• What you have to do:
Repeat the records below line by line, exactly, finishing on the line that contains "Some static files cannot".

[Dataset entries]

- Opening Delimiter -

PR #6933, opened 2021-08-10
Fixes #6912: Fix static asset references when BASE_PATH is in use

### LINKED ISSUE #6912: some static files not found when `BASE_PATH` is changed
### NetBox version

v3.0-beta1

### Python version

3.8

### Steps to Reproduce

1. Set `BASE_PATH = 'netbox/'`
2. Run `upgrade.sh`.
3. Load site in browser.

### Expected Behavior

All static asset files should be found.

### Observed Behavior

Some static files cannot be found (i.e., 404 errors).

For example, the site tries to load `/static/netbox.js.map` instead of `/netbox/static/netbox.js.map`. The problem appears to be this line: https://github.com/netbox-community/netbox/blob/6845fb0f005f0bdc15a258ae2ebd7f9be5341f76/netbox/project-static/dist/netbox.js#L67

Perhaps due to this?
https://github.com/netbox-community/netbox/blob/6845fb0f005f0bdc15a258ae2ebd7f9be5341f76/netbox/project-static/bundle.js#L11

Changing `sourceMappingURL=/static/netbox.js.map` to `sourceMappingURL=netbox.js.map` appears to work, at least for this particular file.

jeremystretch:
### Fixes: #6912

- Remove the `publicPath` bundle option so that relative paths are used for all static assets


thatmattlove (approved):
From what I can tell in my local tests, this doesn't cause any issues. It's odd, I remember _having_ to add it in order to get source maps to be referenced properly, but hey, it works.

- Closing Delimiter -

• Output of the exercise:
PR #6933, opened 2021-08-10
Fixes #6912: Fix static asset references when BASE_PATH is in use

### LINKED ISSUE #6912: some static files not found when `BASE_PATH` is changed
### NetBox version

v3.0-beta1

### Python version

3.8

### Steps to Reproduce

1. Set `BASE_PATH = 'netbox/'`
2. Run `upgrade.sh`.
3. Load site in browser.

### Expected Behavior

All static asset files should be found.

### Observed Behavior

Some static files cannot be found (i.e., 404 errors).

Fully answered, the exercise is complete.